After you are sure that the web services are up and running, you can define a new authentication factor in the MFADEF class:
RDEF MFADEF FACTOR.AZFTOTP1 OWNER(userid or group-name)
You also need to create a profile which is used to check who can change the settings of the TOTP factor:
RDEF FACILITY IRR.RFACTOR.MFADEF.AZFTOTP1 OWNER(userid or group-name) RDEF FACILITY IRR.RFACTOR.USER UACC(NONE) PERMIT IRR.RFACTOR.USER ACCESS(UPDATE) CLASS(FACILITY) ID(AZFWEB) PERMIT IRR.RFACTOR.MFADEF.AZFTOTP1 ACCESS(ALTER) CLASS(FACILITY) ID(user-id) PERMIT IRR.RFACTOR.MFADEF.AZFTOTP1 ACCESS(READ) CLASS(FACILITY) ID(AZFWEB)
Once that is done, you can use the ISPF panels to further configure the TOTP factor and decide how many digits will be generated, how often the keys are rotated etc.
After you’ve defined your defaults, it’s time to try and enroll a single user. User is configured for TOTP by executing:
ALU [Login ID] MFA(FACTOR(AZFTOTP1) ACTIVE TAGS(REGSTATE:OPEN))

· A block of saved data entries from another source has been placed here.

PR #7957, opened 2019-12-17
Fix version information

lcobucci:
Since `Doctrine\ORM\Version` is now deprecated it shall not be updated on future releases.

This ensures that our CLI tool will present the correct version number.


lib/Doctrine/ORM/Tools/Console/ConsoleRunner.php
```diff
@@ -22,7 +22,7 @@
 use Doctrine\DBAL\Tools\Console as DBALConsole;
 use Doctrine\ORM\EntityManagerInterface;
 use Doctrine\ORM\Tools\Console\Helper\EntityManagerHelper;
-use Doctrine\ORM\Version;
+use PackageVersions\Versions;
```
greg0ire:
```suggestion
use OutOfBoundsException;
use PackageVersions\Versions;
```

lib/Doctrine/ORM/Tools/Console/ConsoleRunner.php
```diff
@@ -70,10 +70,11 @@ public static function run(HelperSet $helperSet, array $commands = []) : void
      * @param array                                       $commands
      *
      * @return \Symfony\Component\Console\Application
+     * @throws \OutOfBoundsException
```
greg0ire:
```suggestion
     * @throws OutOfBoundsException
```

greg0ire (commented):
Looks good, I added suggestions to fix the build

greg0ire (approved):

alcaeus:
> Since `Doctrine\ORM\Version` is now deprecated it shall not be updated on future releases.

This is a significant BC break: the only purpose of the class is to expose the currently installed version so it be updated on subsequent releases.

Since the version is exposed as a constant, there's no easy way to dynamically generate this. A workaround could be to create the class dynamically in an autoloader file (reading the version with the help of the ocramius/package-versions package), but that could be considered hacky. @lcobucci would you be open to merging that solution?

Ocramius:
> This is a significant BC break: the only purpose of the class is to expose the currently installed version so it be updated on subsequent releases.

It's not a BC break: the version is frozen, and new consumers (relying on `version_compare()`) will immediately see the deprecation. Old consumers will be fine (no changes there).

PR #7960, opened 2019-12-20
Update advanced-configuration.rst

fernando-henrique-bling:
Removing unnecessary code, the property had already been set at line 31


SenseException (changes requested):
Thank you for your contribution for this outdated part of the docs. Both `setAutoGenerateProxyClasses()` are setting different values. Currently, this method allows a boolean value, which is casted to int and therefore doing something like `setAutoGenerateProxyClasses(ProxyFactory::AUTOGENERATE_ALWAYS)`. This is okay for the development case we have here.

Can you also please remove the `use` for `ProxyFactory`? This old namespace and now ORM  interface isn't used in the code example anymore.

PR #7966, opened 2019-12-27
Fix JoinColumn documentation

### LINKED ISSUE #6184: Default values for JoinColumn->referencedColumnName
Hi guys,

not sure if this is an technical issue or just outdated documentation...

In http://docs.doctrine-project.org/projects/doctrine-orm/en/latest/reference/annotations-reference.html#annref-joincolumn the documentation says
> If it is not specified the attributes name and referencedColumnName are inferred from the table and primary key names.

So a annotation like this seems totally valid to me:
```php
class Entity {
/**
 * @ORM\ManyToOne(targetEntity="Foo\Bar\Entity\Customer", fetch="LAZY")
 * @ORM\JoinColumn(name="created_by", nullable=true)
 * @var \Foo\Bar\Entity\Customer
 */
protected $createdBy;
}
```
At this point i would expect doctrine to figure out which is the primary key of the Customer entity is and resolve everything correctly.
But, sadly it doesn't.
When validating the mapping via command line i got the following error:
```
The referenced column name 'id' has to be a primary key column on the target entity class 'Foo\Bar\Entity\Customer'.
```

In Annotation Mapping documentation (http://docs.doctrine-project.org/projects/doctrine-orm/en/latest/reference/association-mapping.html#mapping-defaults) the behaviour is described completely different than in the first document but exactly the way it really works.

> The referencedColumnName always defaults to “id”, just as in one-to-one or many-to-one mappings.

So, is the first document outdated or is it a bug and the second document is outdated?

MatTheCat:
Fixes https://github.com/doctrine/orm/issues/6184

### DIFF
--- a/docs/en/reference/annotations-reference.rst
+++ b/docs/en/reference/annotations-reference.rst
@@ -619,22 +619,17 @@ Examples:
 This annotation is used in the context of relations in
 :ref:`@ManyToOne <annref_manytoone>`, :ref:`@OneToOne <annref_onetoone>` fields
 and in the Context of :ref:`@JoinTable <annref_jointable>` nested inside
-a @ManyToMany. This annotation is not required. If it is not
-specified the attributes *name* and *referencedColumnName* are
-inferred from the table and primary key names.
+a @ManyToMany. If this annotation or both *name* and *referencedColumnName*
+are missing they will be computed considering the field's name and the current
+:doc:`naming strategy <namingstrategy>`.
 
-Required attributes:
-
+Optional attributes:
 
 -  **name**: Column name that holds the foreign key identifier for
    this relation. In the context of @JoinTable it specifies the column
    name in the join table.
 -  **referencedColumnName**: Name of the primary key identifier that
-   is used for joining of this relation.
-
-Optional attributes:
-
-
+   is used for joining of this relation. Defaults to *id*.
 -  **unique**: Determines whether this relation is exclusive between the
    affected entities and should be enforced as such on the database
    constraint level. Defaults to false.


docs/en/reference/annotations-reference.rst
```diff
@@ -610,20 +610,17 @@ Examples:
 This annotation is used in the context of relations in
 :ref:`@ManyToOne <annref_manytoone>`, :ref:`@OneToOne <annref_onetoone>` fields
 and in the Context of :ref:`@JoinTable <annref_jointable>` nested inside
-a @ManyToMany. This annotation is not required. If it is not
-specified the attributes *name* and *referencedColumnName* are
-inferred from the table and primary key names.
+a @ManyToMany. If this annotation or both *name* and *referencedColumnName*
```
SenseException: Does the missing name and referenceColumnName mean a JoinColumn like this?

```
    /**
     * @ORM\OneToOne(targetEntity="App\Entity\Bar")
     * @ORM\JoinColumn(nullable=true)
     */
    public $bar;
```

MatTheCat: Yep

SenseException:
This also seems to fit for the latest Doctrine 2 versions. Can you please target your PR to the branch of 2.7?

MatTheCat:
PR rebased

SenseException (dismissed):

MatTheCat:
Is there something left to do?

SenseException (approved):

greg0ire:
Thanks @MatTheCat !

PR #7970, opened 2020-01-07
Fix countBy inconsistency

zorn-v:
Currently if you use something like `$repo->countBy(['visible' => true])` you'll get inarticulate error, but `$repo->findBy(['visible' => true])` will work fine. After investigation you'll find that method should named `count` not `countBy`
It is weird

### DIFF
--- a/lib/Doctrine/ORM/EntityRepository.php
+++ b/lib/Doctrine/ORM/EntityRepository.php
@@ -158,6 +158,11 @@ class EntityRepository implements ObjectRepository, Selectable
      */
     public function count(array $criteria)
     {
+        return $this->countBy($criteria);
+    }
+    
+    public function countBy(array $criteria)
+    {
         return $this->em->getUnitOfWork()->getEntityPersister($this->entityName)->count($criteria);
     }
 


SenseException:
I'm not sure what exactly is the issue you're trying to fix here, because of a missing error and error description.

The `EntityRepository` supports many magic methods that are supposed to give the user more convenient method names. While `findBy` is a valid and existing method name that can be used, there are magic methods based on a findBy-prefix that can be combined with an existing property of the entity the called repository belongs to. If the entity has a `name` property, you can use `findByName('my-name')`.

While a magic `countBy`-prefix method name exists to use names like `countByName`, a physical `countBy` method doesn't exist and an exception will happen when you won't use a property name at the end of it.

`$repo->count(['visible' => true])` should be working fine in your case and I don't think we should add a physical `countBy` just for consistency to `findBy`.

zorn-v:
To find find that there is no `countBy` method, you need to dig documentation or source.
Error sounds like `Entity 'App\Entity\Entity' has no field ''. You can therefore not call 'count' on the entities' repository` which just confuse. I know about `countByVisible` magic and does not understand why `findByVisible(true)` and `findBy(['visible' => true])` is correct, but not with `count`

lcobucci:
@zorn-v so perhaps we could look into improving the error message? Adding that method is quite to me based on repository semantics.

beberlei:
An IDE would hint that the method is count not countBy. This inconsistency is not too big a problem enough to consider adding this in my opinion.

PR #7974, opened 2020-01-08
[GH-7505] Bug in SimpleObjectHydrator when using inheritance with same field

### LINKED ISSUE #7505: Hydratation error when two classes with the same parent class both define the same property with different types.

beberlei:
Fixes #7505 

Supersedes https://github.com/doctrine/orm/pull/7506

### DIFF
--- a/lib/Doctrine/ORM/Internal/Hydration/SimpleObjectHydrator.php
+++ b/lib/Doctrine/ORM/Internal/Hydration/SimpleObjectHydrator.php
@@ -78,8 +78,9 @@ class SimpleObjectHydrator extends AbstractHydrator
      */
     protected function hydrateRowData(array $sqlResult, array &$result)
     {
-        $entityName = $this->class->name;
-        $data       = [];
+        $entityName       = $this->class->name;
+        $data             = [];
+        $discrColumnValue = null;
 
         // We need to find the correct entity class name if we have inheritance in resultset
         if ($this->class->inheritanceType !== ClassMetadata::INHERITANCE_TYPE_NONE) {
@@ -104,7 +105,8 @@ class SimpleObjectHydrator extends AbstractHydrator
                 throw HydrationException::invalidDiscriminatorValue($sqlResult[$discrColumnName], array_keys($discrMap));
             }
 
-            $entityName = $discrMap[$sqlResult[$discrColumnName]];
+            $entityName       = $discrMap[$sqlResult[$discrColumnName]];
+            $discrColumnValue = $sqlResult[$discrColumnName];
 
             unset($sqlResult[$discrColumnName]);
         }
@@ -134,6 +136,11 @@ class SimpleObjectHydrator extends AbstractHydrator
 
             // Prevent overwrite in case of inherit classes using same property name (See AbstractHydrator)
             if ( ! isset($data[$fieldName]) || ! $valueIsNull) {
+                // If we have inheritance in resultset, make sure the field belongs to the correct class
+                if (isset($cacheKeyInfo['discriminatorValues']) && ! in_array($discrColumnValue, $cacheKeyInfo['discriminatorValues'], true)) {
+                    continue;
+                }
+
                 $data[$fieldName] = $value;
             }
         }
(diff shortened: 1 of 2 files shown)


SenseException (dismissed):

lib/Doctrine/ORM/Internal/Hydration/SimpleObjectHydrator.php
```diff
@@ -134,6 +136,11 @@ protected function hydrateRowData(array $sqlResult, array &$result)
 
             // Prevent overwrite in case of inherit classes using same property name (See AbstractHydrator)
             if ( ! isset($data[$fieldName]) || ! $valueIsNull) {
+                // If we have inheritance in resultset, make sure the field belongs to the correct class
+                if (isset($cacheKeyInfo['discriminatorValues']) && ! in_array($discrColumnValue, $cacheKeyInfo['discriminatorValues'], true)) {
```
lcobucci: Would it be possible to combine this with the previous if statement? It would simplify things, wouldn't it?

lcobucci (changes requested):
Fix LGTM, just a few nitpicks... 

The original issue also mention ensuring that the schema validation detects an issue when the column name is the same, do we have tests for this scenario?

About joined tables, does it behaves the same way? Could we also cover it with tests?

tests/Doctrine/Tests/ORM/Functional/Ticket/GH7505Test.php
```diff
@@ -0,0 +1,91 @@
...
+        $this->setUpEntitySchema([
+            GH7505AbstractResponse::class,
+            GH7505ArrayResponse::class,
+            GH7505TextResponse::class,
+        ]);
+    }
+
+    public function testSimpleArrayTypeHydratedCorrectly() : void
+    {
+        $arrayResponse = new GH7505ArrayResponse();
```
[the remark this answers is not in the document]
beberlei: Not sure it matters, the entity is needed for the test-case

lib/Doctrine/ORM/Internal/Hydration/SimpleObjectHydrator.php
beberlei: No its not possible.

beberlei:
@lcobucci Joined tables behave the same, this code is unaware of type of inheritance. The schema validator should not make it an issue if its the same column name, because that is supported behavior as per the code.

Issue #7972, opened 2020-01-08
ORM should load platform lazily on some places


beberlei:
To avoid triggering the database platform detection, we should use the platform more lazily instead of in the constructor in a few places.

PR #7975, opened 2020-01-09
Make console commands lazy

andrew-demb:
Link to doc: https://symfony.com/doc/current/console/commands_as_services.html#lazy-loading

Will be helpful for doctrine/orm#7972

### DIFF
--- a/lib/Doctrine/ORM/Tools/Console/Command/ClearCache/CollectionRegionCommand.php
+++ b/lib/Doctrine/ORM/Tools/Console/Command/ClearCache/CollectionRegionCommand.php
@@ -24,13 +24,15 @@ use function sprintf;
  */
 class CollectionRegionCommand extends AbstractEntityManagerCommand
 {
+    /** @var string|null */
+    protected static $defaultName = 'orm:clear-cache:region:collection';
+
     /**
      * {@inheritdoc}
      */
     protected function configure()
     {
-        $this->setName('orm:clear-cache:region:collection')
-             ->setDescription('Clear a second-level cache collection region')
+        $this->setDescription('Clear a second-level cache collection region')
              ->addArgument('owner-class', InputArgument::OPTIONAL, 'The owner entity name.')
              ->addArgument('association', InputArgument::OPTIONAL, 'The association collection name.')
              ->addArgument('owner-id', InputArgument::OPTIONAL, 'The owner identifier.')
--- a/lib/Doctrine/ORM/Tools/Console/Command/ConvertMappingCommand.php
+++ b/lib/Doctrine/ORM/Tools/Console/Command/ConvertMappingCommand.php
@@ -35,13 +35,15 @@ use function strtolower;
  */
 class ConvertMappingCommand extends AbstractEntityManagerCommand
 {
+    /** @var string|null */
+    protected static $defaultName = 'orm:convert-mapping';
+
     /**
      * {@inheritdoc}
      */
     protected function configure()
     {
-        $this->setName('orm:convert-mapping')
-             ->setAliases(['orm:convert:mapping'])
+        $this->setAliases(['orm:convert:mapping'])
              ->setDescription('Convert mapping information between supported formats')
              ->addArgument('to-type', InputArgument::REQUIRED, 'The mapping type to be converted.')
              ->addArgument('dest-path', InputArgument::REQUIRED, 'The path to generate your entities classes.')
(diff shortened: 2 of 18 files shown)


lib/Doctrine/ORM/Tools/Console/Command/ConvertMappingCommand.php
```diff
@@ -43,6 +43,9 @@
  */
 class ConvertMappingCommand extends Command
 {
+    /** @var string */
+    protected static $defaultName = 'orm:convert-mapping';
```
andrew-demb: As a minimal version of `symfony/console` dependency in `composer.json` is `3.0` and laziness supports introduced in `3.4`, I duplicate the same command name in `$defaultName` and `->setName()`

theofidry: what about re-using `self::$defaultName` in `setName()` then and mention that `setName()` can be removed when dependencies are bumped to 3.4 minimum in a TODO?

andrew-demb: Applied. Thank you

lcobucci: We can bump the dependency too since this is a minor release, makes things much simpler IMHO

andrew-demb: Applied. Thank you @lcobucci.

SenseException (dismissed):

andrew-demb:
Added 'laziness' to all commands within `doctrine/orm`, retargeted to 2.10.x, and rebased with squash.

There is one command with a different way to control command name - https://github.com/doctrine/orm/blob/f6e1dd44f0fac0c59c540723bd24303df49f7b93/lib/Doctrine/ORM/Tools/Console/Command/SchemaTool/UpdateCommand.php#L32
I'm not sure how to preserve BC (as It was added for BC 11 years ago - https://github.com/doctrine/orm/commit/64687409155f5e547b2611db1eed4948fba847f9)

Also, `symfony/console:5.3+` added a way to configure the default description for the command. Should I add this feature usage?

lib/Doctrine/ORM/Tools/Console/Command/ClearCache/CollectionRegionCommand.php
```diff
@@ -24,13 +24,15 @@
  */
 class CollectionRegionCommand extends AbstractEntityManagerCommand
 {
+    /** @var string|null */
```
andrew-demb, line 27: Unfortunately I cannot put here `@var string`, because psalm fails

```

Error: lib/Doctrine/ORM/Tools/Console/Command/ClearCache/CollectionRegionCommand.php:28:22: NonInvariantDocblockPropertyType: Property Doctrine\ORM\Tools\Console\Command\ClearCache\CollectionRegionCommand::$defaultName has type string, not invariant with Symfony\Component\Console\Command\Command::$defaultName of type null|string (see https://psalm.dev/267)
```

derrabus:
I'm not sure if we need this. In a Symfony full-stack application, DoctrineBundle takes care of making the commands lazy. And when using the commands standalone, we need to provide a readily configured entity manager anyway, don't we? We wouldn't benefit from the laziness then.

andrew-demb:
@derrabus I have no answer :(

I agree that commands from doctrine/orm are not ready to use as is and require additional configuration (like inheritance in Symfony bundle, or instantiation commands like in Laminas module with injecting EM helper).

Also, that laziness for commands with `$defaultName` property works only in case of using `\Symfony\Component\Console\DependencyInjection\AddConsoleCommandPass`, which is not always can be used (non-Symfony app).

So the only reason I can suggest is "why not add if we can?")

PS: for doctrine bundle, I can send PR with adding `$defaultName` property to avoid duplicating the same command name in XML configs and PHP command code.

derrabus:
> So the only reason I can suggest is "why not add if we can?")

Symfony is moving away from that property and towards attributes for configuring the commands. So we would use a mechanism that is legacy already and without any real benefit. Unless we have a good reason to make this change, I'd rather not.

> PS: for doctrine bundle, I can send PR with adding `$defaultName` property to avoid duplicating the same command name in XML configs and PHP command code.

Doesn't DoctrineBundle rename the commands anyway?

andrew-demb:
> Symfony is moving away from that property and towards attributes for configuring the commands.

Didn't know this before...

> Doesn't DoctrineBundle rename the commands anyway?

Yes. They are.
I mean sync a way for configuring command name - using only static $defaultName, without duplication same name in DI and PHP
https://github.com/doctrine/DoctrineBundle/blob/2.5.2/Resources/config/dbal.xml#L86
https://github.com/doctrine/DoctrineBundle/blob/2.5.2/Command/CreateDatabaseDoctrineCommand.php#L30

___
So, if this way will be considered as a  deprecated by Symfony soon - I'm going to close this PR

PR #7978, opened 2020-01-12
Stable PHP 7.4 in Travis

alexeyshockov:


alexeyshockov:
OK, so there were a lot `Trying to access array offset on value of type null` errors that I fixed.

That command only enables TOTP as an option for a user, after that the user needs to go to this URL, where they will log in using their ESM credentials and provision their token. Only after they are provisioned, will they be required to use it.
Bypass
Everything is fine and dandy when everything is working properly and is in shipshape, but what about when things go haywire? Personally, the idea of being locked out of the system due to the security system malfunction is at the top of my list of nightmares. Murphy’s law always strikes where it hurts the most, and the security system going on the fritz and preventing rightful logins is just too tempting. For that reason, IBM Z MFA contains a failsafe option to allow access in case of emergency for those IDs. There is an option to allow a password-only fallback in case the STC is down, or external servers return a “no decision” result, which is done by executing ALU user MFA(PWFALLBACK) command.
Bulk provisioning
When dealing with mainframe users, we’re typically talking about thousands and thousands of active users which are defined in the ESM. Enabling MFA for each of them manually is a monumental task, so IBM has helpfully provided an azfbulk utility which allows you to make a flat file listing all of the MFA users and their new authentication factors.
Translation of messages
One interesting feature of IBM Z MFA is that it supports translating all the web pages and messages to your native language, and since you have the original HTML pages at your disposal, you can also customize the look-and-feel of the portals to match your company design guidelines which helps ease users into the new functionality. To customize the translation, you need to specify an alternate USS location where the document files are stored and copy the original set of files to that location. The original files are stored in htdocs/i18n/ folder and they should not be modified. Once you copy them, you can edit the JSON to translate the messages themselves and style the HTML as much as you like, as long as the logic (field names and so on) stays the same.